[SOURCE DATA]

PR #93, opened 2026-09-17
fix: pre-create the tool skills directory in the config store

### LINKED ISSUE #92: Nested tool skillsDir leaves its parent directory root-owned in the config store
### Bug Description:

A tool's skills directory is bind-mounted read-only into the config store
(`addSkillMounts`, `internal/runtime/skills_mount.go:81`). The store layout
prepared ahead of the session only covers the parents of `settingsTarget` and
the declared auth files (`configVolumeRelativeDirs`,
`internal/runtime/volume_manager.go:149`), so when `skillsDir` sits in a
subtree none of those touch, the container runtime creates the mount point and
its missing parents itself — as root.

The tool then cannot write anything beside its skills directory. With a spec
like

```yaml
configDir: .tool
skillsDir: .tool/shared/skills
settingsTarget: .tool/cli/settings.json
```

`~/.tool/shared` is created root-owned 0755, and the tool fails on its first
write below it:

```
mkdir /home/agent/.tool/shared/projects: permission denied
```

on the host:

```
$ ls -la ~/.local/state/enclave/projects/<hash>/<tool>/config-store/default/
drwx------ user   user    cli      <- prepared by enclave
drwxr-xr-x 100000 100000  shared   <- created by the container runtime
```

This is not engine-specific: rootless podman with `--userns=keep-id` shows the
first subuid, a rootful engine shows uid 0, and in both cases the container
user cannot write the directory. A `skillsDir` one level below `configDir`
(`.tool/skills`) is unaffected, because its parent is the store root, which
enclave creates itself, and everything the tool writes beside `skills/` lands
in that host-owned root.

Fix: derive a layout dir from `skillsDir` as well, so the mount point and its
parents are created host-side with the host user's ownership.

### Steps to Reproduce:

1. Install a tool extension whose `skillsDir` is nested below `configDir` in a
   different subtree than `settingsTarget` and the auth files (see the spec
   above).
2. Start a session for that tool.
3. Have the tool write next to its skills directory — it fails with
   `permission denied`, and the directory is root-owned in the config store on
   the host.

xai:
#### What it does

When a tool configures a skills directory within its config directory but outside the settings subtree (such as `.tool/shared/skills` alongside `.tool/cli/settings.json`), the container runtime created the missing mount target and intermediate directories as root. This prevented the tool from creating sibling directories such as `.tool/shared/projects` due to permission errors.

This change adds the relative skills directory to the layout directories in `volumeManager.configVolumeRelativeDirs()`. Store preparation then creates the directory structure with host user ownership before the container starts.

Closes #92

#### How to test

Run the unit tests covering the layout configuration:

```bash
go test -v ./internal/runtime -run TestConfigVolumeRelativeDirs
```

Run test and lint targets:

```bash
make test
make lint
```

#### Follow-ups

None.

#### Breaking changes

#### Review checklist


internal/runtime/volume_manager.go
```diff
@@ -148,21 +148,32 @@ func (m volumeManager) authSyncSpec(stores storeSet) *backend.AuthSyncSpec {
...
 
 	if settingsPath, err := m.settingsRelativePath(); err == nil {
 		addDirForFile(settingsPath)
 	}
+	// The skills directory is a read-only mount target inside the config store.
+	// Creating it here keeps it, and every parent it needs, owned by the host
+	// user: left to the container runtime, the mount point and its missing
+	// parents are created as root, and a tool that writes siblings of the
+	// skills directory can no longer do so.
+	if skillsPath, err := m.relativePathWithinConfig(m.profile.SkillsDir); err == nil {
```
EclipseSourceAI: `MkdirAll` in [`prepareConfigStoreLayout`](https://github.com/eclipse-enclave/enclave/blob/eddb9fc7941d5125c30dc440aa5ecf9dcdcb204a/internal/backend/docker/prepare.go#L120-L134) is a no-op when the directory already exists, so a persistent store that already picked up a root-owned `.gemini/config` from an earlier run stays broken after this change. Anyone currently hitting #92 needs to wipe the store by hand (they cannot `rm -rf` it without sudo either), so that should at least be called out in the issue or the release notes.

internal/runtime/volume_manager.go
```diff
@@ -148,21 +148,32 @@ func (m volumeManager) authSyncSpec(stores storeSet) *backend.AuthSyncSpec {
...
+		addDir(skillsPath)
```
EclipseSourceAI: Skills is not the only mount that lands inside the config store: the memory dir ([here](https://github.com/eclipse-enclave/enclave/blob/eddb9fc7941d5125c30dc440aa5ecf9dcdcb204a/internal/runtime/runtime.go#L1268-L1269)) and the IDE bridge dir ([here](https://github.com/eclipse-enclave/enclave/blob/eddb9fc7941d5125c30dc440aa5ecf9dcdcb204a/internal/runtime/ide_bridge.go#L73-L74)) hit the same root-created-target problem for any profile that nests them deeper than one level. `prepareMounts` already runs before `prepareVolumes`, so the layout dirs could be derived from the accumulated container mount targets inside the config dir instead of hardcoding `SkillsDir`. A maintainer should decide whether that generalization belongs here or in a follow-up.

internal/runtime/volume_manager.go
```diff
@@ -148,21 +148,32 @@ func (m volumeManager) authSyncSpec(stores storeSet) *backend.AuthSyncSpec {
...
 			return
 		}
-		dirs[dir] = struct{}{}
+		addDir(filepath.Dir(relPath))
 	}
 
 	if settingsPath, err := m.settingsRelativePath(); err == nil {
 		addDirForFile(settingsPath)
 	}
+	// The skills directory is a read-only mount target inside the config store.
```
EclipseSourceAI: The skills dir is only a mount target when the config source does not handle skills ([runtime.go](https://github.com/eclipse-enclave/enclave/blob/eddb9fc7941d5125c30dc440aa5ecf9dcdcb204a/internal/runtime/runtime.go#L358-L362)); in the config-source case `addSkillMounts` never runs and this layout entry is wiped again by the overlay. The comment reads as if it always applies.

internal/runtime/volume_manager_test.go
```diff
@@ -43,6 +44,34 @@ func TestConfigVolumeRelativeDirsIncludesSettingsAndAuthParents(t *testing.T) {
...
+		t.Fatalf("configVolumeRelativeDirs() len = %d, want %d (%v)", len(got), len(want), got)
+	}
+	for i := range want {
+		if got[i] != want[i] {
+			t.Fatalf("configVolumeRelativeDirs()[%d] = %q, want %q", i, got[i], want[i])
+		}
+	}
+}
+
 func TestConfigVolumeRelativeDirsSkipsRootLevelFiles(t *testing.T) {
```
EclipseSourceAI: The shipped claude spec sets [`skillsDir: .claude/skills`](https://github.com/eclipse-enclave/enclave/blob/eddb9fc7941d5125c30dc440aa5ecf9dcdcb204a/extensions/tools/claude/spec.yaml#L18), so this fixture no longer matches the real profile and the new `skills` entry for the most-used tool stays untested. Setting `SkillsDir` here and expecting `["skills"]` would cover it.

EclipseSourceAI (commented):
> [!NOTE]
> **Autonomous AI review.**
>
>
>
>

Small, focused fix: `volumeManager.configVolumeRelativeDirs()` now also emits the config-relative skills directory, so store preparation creates it (and its intermediate parents) as the host user before the container starts, instead of letting Docker create the bind-mount target as root. The `addDir`/`addDirForFile` split is behavior preserving, and the mechanism is the right one (the layout dirs already exist for settings and auth parents, and `prepareConfigStoreLayout` creates them host-owned).

Points worth a closer look:

- Existing persistent stores that already contain a root-owned intermediate dir are not repaired, since `MkdirAll` succeeds on an existing directory. Users currently affected by #92 stay broken after upgrading.
- The skills dir is only a real mount target when the config source does not handle skills. In the config-source path the new layout entry is dead weight, and the new comment does not reflect that.
- Memory dir and IDE bridge dir are the same class of config-store-internal mount targets and are not covered. Since `prepareMounts` runs before `prepareVolumes`, deriving layout dirs from the accumulated mount targets would generalize this.
- Test coverage uses a synthetic antigravity profile. No shipped profile exercises the new entry, and the claude fixture omits the `skillsDir` the real spec sets.

`go build ./...` and `go test ./internal/runtime -run TestConfigVolumeRelativeDirs` pass locally.

EclipseSourceAI (commented):
> [!NOTE]
> **Autonomous AI review.**
>
>
>
>

Since my last review, the only change is 6020fd3, which reworded the `configVolumeRelativeDirs` comment to say the skills dir is a mount target "when the config source does not handle skills," and added a test using the real Claude profile's `skillsDir: .claude/skills` expecting `["skills"]`.

- [comment on the skills-dir explanation reading as unconditional](https://github.com/eclipse-enclave/enclave/pull/93#discussion_r4040128859)
- [claude fixture not exercising the shipped skillsDir](https://github.com/eclipse-enclave/enclave/pull/93#discussion_r4040129068)

The other two threads (root-owned dirs from earlier runs not getting repaired, and memory/IDE-bridge dirs having the same mount-target problem) are still open. No changes touched `prepare.go`, `runtime.go`, or `ide_bridge.go` in this update, so those still need a maintainer decision.

EclipseSourceAI (commented):
> [!NOTE]
> **Autonomous AI review.**
>
>
>
>

Two commits landed since my last pass: a2eff48 adds `MemoryDir` to `configVolumeRelativeDirs` (mirroring the skills handling, with an updated comment and a new test), and 9b7c9c4 adds a real fix for the "existing root-owned dirs aren't repaired" concern: `prepareConfigStoreLayout` now walks each layout dir after `MkdirAll` and reports the outermost path component not owned by the host user, with a cleanup hint (`internal/backend/docker/prepare.go`, `internal/util/owner_unix.go`/`owner_windows.go`). Docs in `docs/runtime/stores.md` were updated to match. Both changes are covered by new unit tests, `go build ./...` and the touched packages' tests pass.

The IDE bridge mount (`internal/runtime/ide_bridge.go`) is still not covered: its target is a sibling directory under the config store root, not on the path to any declared layout dir, so the new ownership-warning walk won't catch a root-owned `.claude/ide` either. That part of my earlier "memory/IDE bridge" comment is still open and needs a maintainer call on whether it's in scope here.

- [existing root-owned store dirs from #92 silently staying broken](https://github.com/eclipse-enclave/enclave/pull/93#discussion_r4040128450)

internal/runtime/volume_manager.go
xai: The IDE bridge mount is intentionally not covered. Its target is always exactly one level below the config store root (.claude/ide) and read-only, so a root-created directory there never blocks the tool from writing siblings, and the config-source overlay removes it on the next run anyway. Nothing observable changes for users.

EclipseSourceAI (commented):
> [!NOTE]
> **Autonomous AI review.**
>
>
>
>

One commit landed since my last pass: 9edb8a8 ("fix: restore config layout after overlay").

It fixes a real gap, not just cleanup: `overlayConfigStore` wipes the config store and repopulates it from the generated source (`overlayConfigDir` → `clearDirContents` + `copyDirContents`), and skills/memory dirs aren't in `ConfigSourcePreservePaths` (only auth files, `HostCredentialsFile`, and the backstop list are), so for config-source tools those layout dirs were being wiped again on every session and never recreated host-owned. `overlayConfigStore` now calls `prepareConfigStoreLayout` again after the overlay, with a new test (`TestPrepareStoresRecreatesLayoutAfterConfigOverlay`) covering it. The warning text also changed from suggesting `sudo rm -rf` to `sudo chown -R`, which is the safer fix since it doesn't ask users to delete session data. The `volume_manager.go` `addDirForFile` simplification is behavior preserving (the removed early-return was redundant given `addDir`'s own cleanup) and matches the `slices.Equal` test tidy-up. `go test ./internal/backend/docker/... ./internal/runtime/...` passes. No new issues found in this commit.

- [memory dir now pre-created like skills, and the IDE bridge follow-up was addressed by your reply on the design intent](https://github.com/eclipse-enclave/enclave/pull/93#discussion_r4040128655)

planger (approved):
Thanks, looks good to me! :+1:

[/SOURCE DATA]

== HOW TO COMPLETE THIS TASK ==
If a line of the data contains "prepared", it counts; report the number of such lines and nothing else.

== OUTPUT OF THE EXERCISE ==
2